Flying in to Mexico City was no exception. Its size is mind-numbing, and there were plenty of cool streets, buildings, and smog to keep a spectating passenger occupied while landing. And the best part of its massive size, as the Museum of Mexico City points out in its permanent exhibit about the city, is that “it all fits in a basin.”

Ha! Humor in museums? I love Mexico already.

The Hostel:

I think a great idea for a reality show would involve filming the revolving cast of characters that occupy the cockroach infested rooms of international hostels. German loners, American middle-school teachers, New Zealand surfers, British students, Canadian skateboarders (all of whom were present at Hostel Amigo) under one roof, reading their enormous, eco-political books, swapping travel stories and getting wasted on alcohol and diarrhea while the cameras captured it all.

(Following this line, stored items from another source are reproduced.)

PR #391, opened 2023-06-01
Remove DatabaseUser configurability

gibizer:
The current mariadb-operator ignores the provided database user name and always creates a user based on the name of the DB schema. So this PR removes the defunct database user configurability from our CRDs.

### DIFF
--- a/controllers/nova_controller.go
+++ b/controllers/nova_controller.go
@@ -648,7 +648,7 @@ func (r *NovaReconciler) ensureAPIDB(
 ) (*database.Database, nova.DatabaseStatus, error) {
 	apiDB := database.NewDatabaseWithNamespace(
 		nova.NovaAPIDatabaseName,
-		instance.Spec.APIDatabaseUser,
+		"unused",
 		instance.Spec.Secret,
 		map[string]string{
 			"dbName": instance.Spec.APIDatabaseInstance,
@@ -676,7 +676,7 @@ func (r *NovaReconciler) ensureCellDB(
 ) (*database.Database, nova.DatabaseStatus, error) {
 	cellDB := database.NewDatabaseWithNamespace(
 		"nova_"+cellName,
-		cellTemplate.CellDatabaseUser,
+		"unused",
 		instance.Spec.Secret,
 		map[string]string{
 			"dbName": cellTemplate.CellDatabaseInstance,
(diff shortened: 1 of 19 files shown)


gibizer:
There is a slack discussion about the future of the database user configurability. Let's wait for that to finish before we merge this.

controllers/nova_controller.go
```diff
@@ -1266,15 +1258,16 @@ func (r *NovaReconciler) ensureCellMapped(
 		"keystone_internal_url":  cell.Spec.KeystoneAuthURL,
 		"nova_keystone_user":     cell.Spec.ServiceUser,
 		"nova_keystone_password": string(ospSecret.Data[instance.Spec.PasswordSelectors.Service]),
-		// cell.Spec.APIDatabaseUser is empty for cells without APIDB access
-		"api_db_name":     instance.Spec.APIDatabaseUser, // fixme
-		"api_db_user":     instance.Spec.APIDatabaseUser,
+		"api_db_name":            nova.NovaAPIDatabaseName,
+		// mariadb-operator use the DB schema name as the user name
+		"api_db_user":     nova.NovaAPIDatabaseName,
```
bogdando, line 1263: but don't we remove api db user from all specs?

controllers/nova_controller.go
```diff
@@ -648,7 +648,7 @@ func (r *NovaReconciler) ensureAPIDB(
 ) (*database.Database, nova.DatabaseStatus, error) {
 	apiDB := database.NewDatabaseWithNamespace(
 		nova.NovaAPIDatabaseName,
-		instance.Spec.APIDatabaseUser,
+		"unused",
```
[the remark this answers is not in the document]
gibizer: > cannot use nil as string value in argument to NewDatabaseWithNamespace

controllers/nova_controller.go
gibizer: Yes, we removed them from our CRDs. But we still need them in the db connection url in our service configs. Do you suggest to change the config template and remove the *_db_user template parameter from it as we know that it is always the same as the value of the  *_db_name template parameter?

bogdando: yes, that would make sense, just leaving a note although

mrkisaolamb:
I think we can close this especially that https://github.com/openstack-k8s-operators/nova-operator/pull/681 is ongoing

gibizer:
good point, thanks

PR #396, opened 2023-06-02
Remote FIXME from envtest

gibizer:
The map_cell0 call moved from conductor dbsync job to a cell mapping job run from the nova controller. This happened while the envtest name handling refactor was in flight. So the FIXME is now resolved.


mrKisaoLamb (approved):
lgtm

PR #402, opened 2023-06-06
Validate lenght of cell name

mrKisaoLamb:
We need to limit the lenght of the name of the nova-cell as the operator generates names for the sub CRs from this name as a prefix. E.g. <nova-CR-name>-<cell name>-metadata-internal
K8s limits the name of a CR to 63 chars.

### DIFF
--- a/api/v1beta1/novacell_webhook.go
+++ b/api/v1beta1/novacell_webhook.go
@@ -97,12 +97,25 @@ func (r *NovaCell) ValidateMetadata() *field.Error{
 
 var _ webhook.Validator = &NovaCell{}
 
+// ValidateName validate cell name lenght
+func (r *NovaCell) ValidateName() *field.Error{
+	if len(r.Spec.CellName) > 35{
+		return field.Forbidden(field.NewPath("spec").Child("CellName"), "should be shorter than 35 characters")
+	}
+	return nil
+}
+
 // ValidateCreate implements webhook.Validator so a webhook will be registered for the type
 func (r *NovaCell) ValidateCreate() error {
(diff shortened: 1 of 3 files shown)


test/functional/suite_test.go
```diff
@@ -264,7 +264,7 @@ var _ = BeforeEach(func() {
 
 	novaName := types.NamespacedName{
 		Namespace: namespace,
-		Name:      uuid.New().String(),
+		Name:      uuid.New().String()[:25],
```
bogdando, line 267: why 25? shouldn't it be 35?

mrKisaoLamb: This namespace limit applies to the novaName and not the cellName. If we set this limit to 35, it will cause failures in tests that involve the cell because we add additional letters when creating the cellName.

SeanMooney (changes requested):

api/v1beta1/novacell_webhook.go
```diff
@@ -85,19 +88,49 @@ func (spec *NovaCellSpec) Default() {
 
 var _ webhook.Validator = &NovaCell{}
 
+// ValidateName validate cell name lenght
+func (r *NovaCell) ValidateName() *field.Error{
+	if len(r.Spec.CellName) > 35{
+		return field.Forbidden(field.NewPath("spec").Child("CellName"), "should be shorter than 35 signs")
```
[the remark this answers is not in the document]
mrKisaoLamb: thanks, done!

SeanMooney (approved):

SeanMooney (approved):
ah yes the ensure secret change has merged hence the rebase

still looks good to me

Obviously, turnover would be a problem. So by the end of the show you’d have a catalogue of some 5000 plus characters. But given Altman-like direction and an audience open to the idea of a different kind of character development, it just might work.

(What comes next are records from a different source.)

PR #1207, opened 2026-09-10
[s2i] Add nova content-provider and tempest job

ashu-011:


.zuul.yaml
```diff
@@ -212,6 +212,51 @@
...
+      - name: openstack-k8s-operators/s2i-openstack-containers
+        override-checkout: main
+    vars:
+      s2i_ci_images:
+        - nova/nova-api
+        - nova/nova-compute
+        - nova/nova-conductor
+        - nova/nova-novncproxy
+        - nova/nova-scheduler
+
```
SeanMooney, line 230: i woudl add placment and cyborg images ehre as well

.zuul.yaml
SeanMooney, line 126: instead of the new job you shoudl be updateing this to have
```
parent:  s2i-test-base
dependencies:
  - worklaods-s2i-content-provider
  - openstack-meta-content-provider
```

SeanMooney, line 146: and this should have 
```
parent: s2i-test-base-ceph
dependencies:
  - worklaods-s2i-content-provider
  - openstack-meta-content-provider
```

.zuul.yaml
```diff
@@ -212,6 +212,51 @@
         cpu_mode = custom
         cpu_models = Nehalem
 
+- job:
+    name: nova-s2i-content-provider
```
SeanMooney, line 216: i woudl rename this to worklaods-s2i-content-provider

that is assumign we do not want to have 3 content providers for nova cybrog and placment and the openstack-content-provider for the operators


openstack-meta-content-provider should be replaceed by  openstack-content-provider going forward. the differnece is that the non meta version does not supprot building rpms from upstream souces. since rpms are going away for the services we should be swapping back to the standard openstack-content-provider which only builds the operators.

.zuul.yaml
```diff
@@ -212,6 +212,51 @@
...
+        override-checkout: main
+    vars:
+      s2i_ci_images:
+        - nova/nova-api
+        - nova/nova-compute
+        - nova/nova-conductor
+        - nova/nova-novncproxy
+        - nova/nova-scheduler
+
+- job:
```
SeanMooney, line 231: and delete this entirly.

.zuul.yaml
```diff
@@ -246,6 +291,13 @@
               - ^go\.work.*
               - ^api/go\.mod$
               - ^api/go\.sum$
+        - nova-s2i-content-provider:
+            voting: false
+        - nova-s2i-test:
+            voting: false
```
SeanMooney, line 297: while we could start with thise as non voting these shoudl be voting in the next week or two and must be voting before beta so im inlcined to jsut start with them as voting.

SeanMooney (changes requested):

.zuul.yaml
ashu-011: Heya @SeanMooney, I applied this (existing tempest jobs parent s2i-test-base, depend on the s2i content-provider + meta CP). Then I found https://github.com/openstack-k8s-operators/s2i-openstack-containers/blob/main/docs/operator-onboarding.md, which says to keep the old kuttl/tempest jobs unchanged and add s2i as new non-voting siblings until they’re stable:

`Keep the existing kuttl and test-operator jobs unchanged, which can be used to test the newer operators with the old content. The s2i jobs are new siblings, not replacements. Once they are stable they should be turned to voting.`

Should we stick with updating the existing jobs, or go back to siblings (nova-s2i-content-provider / nova-s2i-test / nova-s2i-test-ceph) and leave these jobs as they are?

ashu-011: cc @amartyasinha FYI as you are going to take over

SeanMooney: So, we are not going to merge this patch until the job is stable and passing, and the deadline for that is next week as these new jobs need to then be refence in a new nova-operator-s2i-compoent-line template like this
https://github.com/openstack-k8s-operators/watcher-operator/pull/457/changes
and added to the s2i repo like this https://github.com/openstack-k8s-operators/s2i-openstack-containers/pull/203
to gate the promtoion of nova contaienr images/shas.

The current Tempest jobs are deploying the wrong version of OpenStack, which is why I'm asking you to remove them in this PR since they cannot correctly deploy hibiscus/2026.2

The Kuttl jobs should be updated to use the new images by updating the Golang constants and defaulting logic in this repo in the next two weeks as well; again, that is needed prior to Beta.

You can use the prebuilt quay.io images for that as a starting point, but they should be swapped over to the new S2I content provider when the Tempest jobs are.

Nova partly had support for using master but that was based rdo rpm builing and is not functional anymore,the nova operator repo is clsoer to  Watcher-operator than the other projects:

https://github.com/openstack-k8s-operators/s2i-openstack-containers/blob/main/docs/operator-onboarding.md#watcher-only-extras

So we should be moving to the standard content provider for the operator build only, and using the S2I content provider to build the service images for nova,placement and cybrog.

Kuttl and Tempest should both be using the operator and service images from those two content providers so that they are testing the correct content.

ashu-011:
recheck

.zuul.yaml
amartyasinha: thanks @SeanMooney for the comment, I'll go through your suggestions in a couple of hours.

PR #421, opened 2018-05-18
Run 4129/services port discovery

pbaize:


pbaize:
Testing is done through the js-adapter, pr for that incoming, just waiting on rvm changes.

PR #423, opened 2018-05-21
RUN-4084 preloadScripts & icons cookies fix

whyn07m3:
**About**
These changes make resource fetcher use session cookies when its making requests

**Tests** 
🚫 Can't add automated tests 👎 
🚫 Adding a manual test will take too much time 👎 

**Automated test results**
✅ [Windows 7](https://testing-dashboard.openfin.co/#/app/sessions/api/completed/5aff22d94ecc2a37d5a486e5)
✅ [Windows 10](https://testing-dashboard.openfin.co/#/app/sessions/api/completed/5aff24374ecc2a37d5a486e6)


src/browser/cached_resource_fetcher.ts
```diff
@@ -226,14 +229,22 @@ function download(fileUrl: string, filePath: string): Promise<any> {
...
         });
 
         request.once('error', (err: Error) => {
             reject(err);
         });
 
-        request.end();
+        if (session) {
+            session.cookies.get({}, (error, cookies) => {
+                const cookiesNameValue = cookies.map((e) => `${e.name}=${e.value}`);
```
datamadic: What if there is an error? Should we be handling, rejecting, or we don't care?

src/browser/api/application.js
```diff
@@ -707,6 +693,17 @@ function run(identity, mainWindowOpts, userAppConfigArgs) {
     coreState.setAppRunningState(uuid, true);
 
     ofEvents.emit(route.application('started', uuid), { topic: 'application', type: 'started', uuid });
+
+    const { preloadScripts } = mainWindowOpts;
+    const loadUrl = () => app.mainWindow.loadURL(app._options.url);
```
datamadic: Not sure it matters, but this moves the app started event before the loading of the url, was that intentional?

src/browser/api/application.js
```diff
@@ -707,6 +693,17 @@ function run(identity, mainWindowOpts, userAppConfigArgs) {
...
+
+    if (appWasAlreadyRunning) {
+        loadUrl();
+    } else {
+        System.downloadPreloadScripts(windowIdentity, preloadScripts)
+            .catch(() => {})
```
datamadic: maybe a log? we really dont care?

src/browser/api/application.js
```diff
@@ -764,11 +761,11 @@ Application.setTrayIcon = function(identity, iconUrl, callback, errorCallback) {
     // cleanup the old one so it can be replaced
     removeTrayIcon(app);
 
-    let mainWindowIdentity = app.identity;
+    const mainWindowIdentity = app.identity;
 
     iconUrl = Window.getAbsolutePath(mainWindowIdentity, iconUrl);
 
-    cachedFetch(app.uuid, iconUrl, (error, iconFilepath) => {
+    cachedFetch(mainWindowIdentity, iconUrl, (error, iconFilepath) => {
```
datamadic: Is this a string? looks like further down its used as a key in an object

src/browser/core_state.ts
```diff
@@ -473,7 +473,32 @@ export function getWindowByUuidName(uuid: string, name: string): Shapes.OpenFinW
...
+    if (wnd && wnd.openfinWindow) {
+        return wnd.openfinWindow.browserWindow;
+    }
+}
+
+export function getWebContents(identity: Shapes.Identity): webContents|undefined {
+    const browserWindow = getBrowserWindow(identity);
+
+    if (browserWindow) {
+        return browserWindow.webContents;
```
datamadic: Do we need an `isDestroyed` check?

src/modules.d.ts
```diff
@@ -39,7 +39,7 @@ declare module 'electron' {
     }
 
     export namespace net {
-        export function request(url: string): any;
+        export function request(url: string|Object): any;
```
datamadic: Did the backing electron code change? Do we use it somewhere other than [here](https://github.com/HadoukenIO/core/pull/423/files#diff-f2ab184e212da874890dc8d44365e5bcR199)

src/browser/cached_resource_fetcher.ts
whyn07m3: Thanks for pointing this out, missed it, will add a check

src/browser/api/application.js
whyn07m3: We will catch most probable errors elsewhere. There was no logging here before, but I can add some generic error logging here no problem

src/browser/api/application.js
whyn07m3: This is not a string. Don't see where it's used as a string further down. The arguments shape of the `cachedFetch` function was changed

src/browser/api/application.js
whyn07m3: So, so far, it's hasn't affected it in any negative way I could notice while doing automated and manual testing. I do agree though it's probably better to put that event after `loadURL` just like it was before, just to keep things safe.

whyn07m3:
@datamadic Regarding manual testing, writing a test will take about 1-2 days (took 2.5 days for this PR). But that's not the main reason for not writing it. Manual test would have to have its own custom server, and to do it and add to our "Collection" of manual tests, it would have to have Node packaged in appAssets which is 30MB+, plus, a lot of glue logic.
I just think that we would have to have a framework first if we wanted to write such custom manual tests.

src/modules.d.ts
datamadic: where do we pass in an obj?

src/browser/deferred.ts
```diff
@@ -32,7 +33,7 @@ interface Bounds {
 }
 
 function handleMove(windowId: string, bounds: Bounds): void {
-    const browserWindow = BrowserWindow.fromId(windowId);
+    const browserWindow = <BrowserWindowOF>BrowserWindow.fromId(windowId);
```
nicholasdgoodman: perhaps `BrowserWindow.fromId(windowId) as BrowserWindowOF` ... this is considered the newer (better?) way of doing it. I cannot find what I read a long time ago to justify this, but perhaps we should agree on one style or the other.

src/browser/api/application.js
whyn07m3: I don't see problems with this... ¯\_(ツ)_/¯

src/browser/core_state.ts
whyn07m3: Ok, I'll add it 👍

src/browser/deferred.ts
whyn07m3: Ok, why not, will change 👍

whyn07m3:
@datamadic Not sure I fully understand your proposed solution, but I don't see how to easily and quickly add a test for this PR. Maybe we should discuss this in person.
Just to be clear, I **really-really** wanted to add a test, I love adding tests, but couldn't see an easy way to add one.

src/browser/core_state.ts
whyn07m3: [Added to `getBrowserWindow` instead](https://github.com/HadoukenIO/core/pull/423/files#diff-5990126ad71fa4d6d779051f5546f991R505)

src/browser/deferred.ts
whyn07m3: Nope, tslint gave an error, Microsoft thinks otherwise - check `prefer-type-cast` [here](https://github.com/Microsoft/tslint-microsoft-contrib)

src/browser/api/application.js
datamadic: 👍 yep, sorry

datamadic:
Cool, looks good. perhaps rerun the tests?

whyn07m3:
Test results after rebasing onto latest:
✅ [Windows 7](https://testing-dashboard.openfin.co/#/app/sessions/api/completed/5b1154ebf2f2e22fa4b7c260)
✅ [Windows 10](https://testing-dashboard.openfin.co/#/app/sessions/api/completed/5b11563bf2f2e22fa4b7c261)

As for my hostel, I couldn’t complain. Seven dollars for a room, breakfast, dinner, free internet and a pool table. Also included, free of charge, was the late night music. The music, apparently DJ'd by Donald Rumsefeld, was played just loud enough to shake the floors and make sleep impossible, but not loud enough to physically hurt you.

The Diego Rivera Murals in Mexico City:

One of the more impressive murals in the Palacio Nacional depicts a jumbled mass of over 2000 people, many of them historical figures. That’s 2000 individual faces, painstakingly painted.

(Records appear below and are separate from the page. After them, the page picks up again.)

PR #428, opened 2018-05-29
RUN-4068 - Multi runtime services and slight refactor

tgoc99:
Did a slight refactor of services to:

- make multi-runtime work
- make it so a single app could both register as a service and connect to other services as a client
- make future changes to the handshake easier

Instead of using the UUID to store/lookup the service (on both core & adapters), we now use a "channelId".  ChannelId is currently just uuid/${number} where 'number' is just an incrementing number.  This new property will future changes to the handshake and the way the channel is stored in the core / adapters a bit easier.  The adapters are also now sending back the serviceIdentity (with channelID property) along with every message after the connection.  

This change should retain backward compatibility.  

Required javacript-adapter and js-adapter changes as well.  Ran the tests with and without the adapter changes to ensure backwards compatibility.  

[Win7 - w adapter chg](https://testing-dashboard.openfin.co/#/app/sessions/api/completed/5b0da955f2f2e22fa4b7c23a) 
[Win10 - w adapter chg](https://testing-dashboard.openfin.co/#/app/sessions/api/completed/5b0daa95f2f2e22fa4b7c23c)

[Win7 - w/o adapter](https://testing-dashboard.openfin.co/#/app/sessions/api/completed/5b0da955f2f2e22fa4b7c23b) 
[Win10 - w/o adapter](https://testing-dashboard.openfin.co/#/app/sessions/api/completed/5b0daa95f2f2e22fa4b7c23d)

### DIFF
--- a/src/browser/api/service.ts
+++ b/src/browser/api/service.ts
@@ -40,35 +40,36 @@ export module Service {
     // Could be any identifier
     export function getServiceByUuid(uuid: string): ServiceIdentity {
         let serviceIdentity;
-        serviceMap.forEach((value, key) => {
-            if (value.uuid === uuid) {
-                serviceIdentity = serviceMap.get(key);
+        serviceMap.forEach(service => {
+            if (service.uuid === uuid) {
+                serviceIdentity = service;
             }
         });
         return serviceIdentity;
     }
 
-    export function registerService (identity: Identity, serviceName?: string): ServiceIdentity | false {
-        const serviceIdentity = getExternalOrOfWindowIdentity(identity);
+    export function registerService (identity: Identity, serviceName?: string): ServiceIdentity {
+        const targetApp = getExternalOrOfWindowIdentity(identity);
         // If a service is already registered from that uuid, nack
-        if (!serviceIdentity || getServiceByUuid(identity.uuid)) {
-            return false;
+        if (!targetApp || getServiceByUuid(identity.uuid)) {
+            const nackString = 'Register Failed: Please note that only one service may be registered per application.';
+            throw new Error(nackString);
         }
-        serviceIdentity.serviceName = serviceName;
-        const { uuid, isExternal, ...eventPayload } = serviceIdentity;
-        serviceIdentity.channelId = `${uuid}/${serviceId}`;
+        const { uuid, isExternal } = targetApp;
+        const channelId = `${uuid}/${serviceId}`;
+        const serviceIdentity = { ...targetApp, serviceName, channelId };
         serviceId = serviceId + 1;
 
-        serviceMap.set(serviceIdentity.channelId, serviceIdentity);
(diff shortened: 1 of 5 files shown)


nicholasdgoodman:
@tgoc99 - any reason channel ID is using a trailing number instead of a GUID? other internally generated ID's are GUIDs: (unnamed window auto-names, frame names, etc)

src/browser/api/service.ts
```diff
@@ -32,15 +33,15 @@ export module Service {
...
     }
 
     // Could be any identifier
-    export function getServiceByName(name: string): ServiceIdentity {
+    export function getServiceByUuid(uuid: string): ServiceIdentity {
         let serviceIdentity;
         serviceMap.forEach((value, key) => {
-            if (value.serviceName === name) {
+            if (value.uuid === uuid) {
                 serviceIdentity = serviceMap.get(key);
```
nicholasdgoodman: Isn't the result of this `.get(..)` call just the same as `value` to start with?

Consider:

```
serviceMap.forEach(service => {
  if (service.uuid === uuid) {
    serviceIdentity = service;
  }
});
```

or (possibly) better, standard loop instead of `forEach` to allow for short-circuit:

```
for(let serviceIdentity of serviceMap.values()) {
  if (serviceIdentity.uuid === uuid) {
    return serviceIdentity;
  }
}
```

src/browser/api/service.ts
```diff
@@ -50,18 +51,20 @@ export module Service {
     export function registerService (identity: Identity, serviceName?: string): ServiceIdentity | false {
         const serviceIdentity = getExternalOrOfWindowIdentity(identity);
         // If a service is already registered from that uuid, nack
-        if (!serviceIdentity || serviceMap.get(serviceIdentity.uuid)) {
+        if (!serviceIdentity || getServiceByUuid(identity.uuid)) {
             return false;
         }
         serviceIdentity.serviceName = serviceName;
```
nicholasdgoodman: Here I see a variable `serviceIdentity` which by convention, I would assume is of Interface type `ServiceIdentity`... (particularly because it is subsequently added to `serviceMap` of type `<string, ServiceIdentity>`.

Assigning `serviceName` should not be allowed here.

src/browser/api/service.ts
```diff
@@ -50,18 +51,20 @@ export module Service {
     export function registerService (identity: Identity, serviceName?: string): ServiceIdentity | false {
```
nicholasdgoodman: Why are we returning a union type here? This is a hack to use Javascript style "weakly typed" functions. API implementations should NAK by throwing errors, not returning "false".

tgoc99:
@nicholasdgoodman suggested changes made.  I left it just UUID/number for now as the idea was that you would be able to get the UUID from the channelID.  Honestly this is just a placeholder so that we can make channelID whatever we want to make it in the future.

PR #433, opened 2018-06-07
Feature/run 4056 global accelerators

rdepena:
### Adding support for global hotkeys. 

The API will register a given hotkey to the requesting uuid. Within the same uuid the API is asymmetrical, meaning  you can call the register method multiple times and attach several listeners to the same hotkey but a single unregister call will remove all listeners. To compensate for this fact events are raised on register/unregister.

[js-adapter sister pr](https://github.com/HadoukenIO/js-adapter/pull/135)

Tests run with core/js-adapter.asar and hadouken-js-adapter module replaced:

[Win7](https://testing-dashboard.openfin.co/#/app/sessions/api/completed/5b18a93af2f2e22fa4b7c2ab)
[Win10](https://testing-dashboard.openfin.co/#/app/sessions/api/completed/5b18aa7df2f2e22fa4b7c2ac)


src/browser/api/global_hotkey.ts
```diff
@@ -0,0 +1,153 @@
...
+        if (globalShortcut.isRegistered(hotkey)) {
+            return new HotKeyError(hotkey, 'already registered');
+        }
+    }
+}
+
+export module GlobalHotkey {
+
+    export function register(identity: Identity, hotkey: string, listener: Function): void {
+        const validationError = validateRegistration(identity, hotkey);
```
pbaize: Why don't we throw directly in validateRegistration rather than not throw if we return undefined?

src/browser/api/global_hotkey.ts
```diff
@@ -0,0 +1,153 @@
...
+const subCount: Map<string, number> = new Map();
+const emitter = new EventEmitter();
+
+const eventNames = {
+    REGISTERED: 'registered',
+    UNREGISTERED: 'unregistered'
+};
+
+//index.js will use these on demand
+export const reservedHotKeys: Array<string> = [
```
pbaize: String Enum here too?

src/browser/api/global_hotkey.ts
```diff
@@ -0,0 +1,153 @@
...
+
+//require here because of missing definitions.
+const { globalShortcut } = require('electron');
+
+const subscriptionManager = new SubscriptionManager();
+const hotkeyOwnershipMap: Map<string, string> = new Map();
+const subCount: Map<string, number> = new Map();
+const emitter = new EventEmitter();
+
+const eventNames = {
```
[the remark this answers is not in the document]
rdepena: String enums are in 2.4, we are in 2.2

src/browser/api/global_hotkey.ts
rdepena: That is a good point, making the change.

And thank God I found a guide. Sure, I could have seen the murals by myself. I even would have appreciated them. But having a guide explain the history behind the images was fantastic. I think there’s part of our brain, probably from being read to as children, that craves to have pictures explained and described. “The running goat is happy,” says my mother, pointing to the image. And sure enough, there is a goat. And he’s running. AND he’s happy! To a child, the descriptive power of language is almost like a magic trick.

I think that’s kind of how I felt looking at the murals in Mexico City. Our guide would explain the way in which the Aztecs collected taxes, and sure enough we’d look up and see the whole scene it being elaborately played out in a historic, pastel snapshot 10 feet tall.

Somebody’s Got a Case of the Mondays

In Mexico City, all parks, museums, and zoos are closed on Monday just ‘cause. Make sure you take advantage of this day to ride aimlessly on the metro or wander around markets.

The Bus to Guanajuato

I can say, without the slightest bit of hesitation, that the bus from Mexico City to Guanajuato was the nicest bus I have ever had the privilege to step foot on. Though my previous experiences are limited to school buses (three to a seat!) and greyhounds (vagrant-drug-sex in the back row!), I have a hard time even imagining a bus more comfortable than the one provided by ETN. I officially support ETN buses.